In many ways, waffle weave is a delightfully straightforward weave structure. It is well-suited to four-shaft weaving, and uses a simple point twill threading. It gets its name from the simple fact that it looks like waffles--the cloth is made up of a grid of squares with high walls and deep centers, just like the little divots on a waffle that hold your syrup until you’re ready to eat. Each square is called a cell. The fascinating side of waffle weave is how those cells are created.
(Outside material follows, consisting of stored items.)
PR #950, opened 2020-01-08
Improvements to ESP32 support in the RMT driver

samguyer:
This pull request has a few substantial changes. The main goal is to eliminate interrupt-related problems that cause flashy weirdness when FastLED is used in conjunction with the WiFi and web support libraries.

Change 1: All RMT channels are started at the same time. In the previous version, we would fill each channel buffer and then start it immediately. But in cases where there are many parallel LED strips, it looks like the earlier channels were already getting refill interrupts while the later channels were still initializing their buffers, causing timing errors. The symptom is that the higher the channel number, the worse the timing errors.

Change 2: Each interrupt encodes exactly 1 pixel's worth of data, simplifying the fill routine and speeding it up.

Change 3: The refill interrupt is created at level 3. I'm not sure if this makes a huge difference, but we really don't want LED output to be disrupted unless there is a damn good reason.


samguyer:
Thanks @BlueAndi 
I will take a look at the SPIFFS issue.

Issue #905, opened 2019-10-21
Any one tested the ''new'' Arduino Nano 33 ioT?


alfaaleksi:
Since it's based on  SAMD21G18A chip and has a different  pin map to that of the regular Nano I'm wondering if one could use the FastLED library on projects utilizing the Nano 33.

nittanygeek:
Anything become of this?  I can't seem to get it working on mine.

PR #951, opened 2020-01-08
Fix Nano 33 IOT pindef

Ampt:
The pins here were based on an early draft of the Nano 33 IOT package where the pin definitions were mislabeled in the comments - https://github.com/arduino/ArduinoCore-samd/blob/08629f90b1f803017cc526c4cbbe3eaaccc8f062/variants/nano_33_iot/variant.cpp

This has recently been fixed - 
https://github.com/arduino/ArduinoCore-samd/blob/master/variants/nano_33_iot/variant.cpp

This change uses the correct pin definitions.

I chose to use the last SPI, but we might want to change that to something else, as it's used by the WiFi module and I'm not exactly sure what FastLED plans to use it for, but we may run into conflicts.


Ampt:
This should fix https://github.com/FastLED/FastLED/issues/905

kriegsman:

The center of each cell is a small dot of plain weave. Above and below that pick of plain weave, there are picks with small weft floats. Move one more pick away from the center in either direction, and there are even larger floats. The same pattern of increasingly large floats is also happening in the warp at the same time. Go one warp end to either side of that center point and there are small warp floats, then larger ones. These warp floats join the weft floats to create little squares, one inside of another. The largest square, made of the longest floats, makes the highest point of the wall of the cell.This is also the border between one cell and the next. The more shafts you’re using, the more layers you can add to these nesting sets of squares. That makes your cells even deeper and your cloth more three-dimensional.
And wow, is waffle weave ever three-dimensional! It might not look that way at first, though. As you weave, you’ll see the little cells building up, but they will be laying flat on the loom. Even after cutting off, you may be dismayed to see that your cloth looks as flat as a simple twill. But don’t despair! Waffle weave transforms enormously in wet finishing. As the fibre blooms or fulls and the cloth pulls together, the cells will deepen. Your flat grid of cloth will become a cushy, thick waffle.
That process of gaining depth through wet finishing really changes the dimensions of your cloth. Waffle weave has much higher shrinkage than other weave structures. Be sure to account for this when designing your own waffle projects. The Waffle Weave Towels that Bryce Wicks designed for Gather, for example, start with a warp that is 20 inches wide in the reed. If you were weaving 2/2 twill on a 20-inch wide warp, you might lose an inch to draw-in and another inch to shrinkage, leaving you with 18-inch wide finished cloth. But the waffle weave towels that start at 20 inches in the reed and at 15 inches after wet finishing! A full 25% is lost from the starting width.
That shrinkage is part of what gives waffle weave one of its best features: its absorbency. As the cells develop, they pull the weaving together into hills and valleys, bending threads up and down across the width and length of the cloth. This means that there’s a whole lot more surface area on waffle weave than there is on flatter cloth. Those threads pulled together into that cell are all available to absorb water. We’ve run trials on waffle weave in the studio where we poured a glass of water straight onto a waffle weave towel and straight onto twill. The difference is dramatic. The cells in the waffle weave hold the water, and the threads that make up the walls of those cells drink it up before it has a chance to go anywhere. For dish towels, hand towels, even bath towels, waffle weave is a dream.
Of course, body and texture are also welcome features on cloth that’s not meant to drink up spills. Waffle weave blankets and scarves are comfortable and cushiony. If you combine a tight sett with the shrinkage typical to waffle weave, you end up with a dense, warm, soothing blanket. With scarves, you might choose to wet finish a bit more gently. This lets the cells develop enough to create some texture, but leaves the cloth with more drape.
If you’re looking for a new challenge waffle weave is well worth a try, if only for the sheer fun of watching it transform in wet finishing. It is like nothing else you will weave!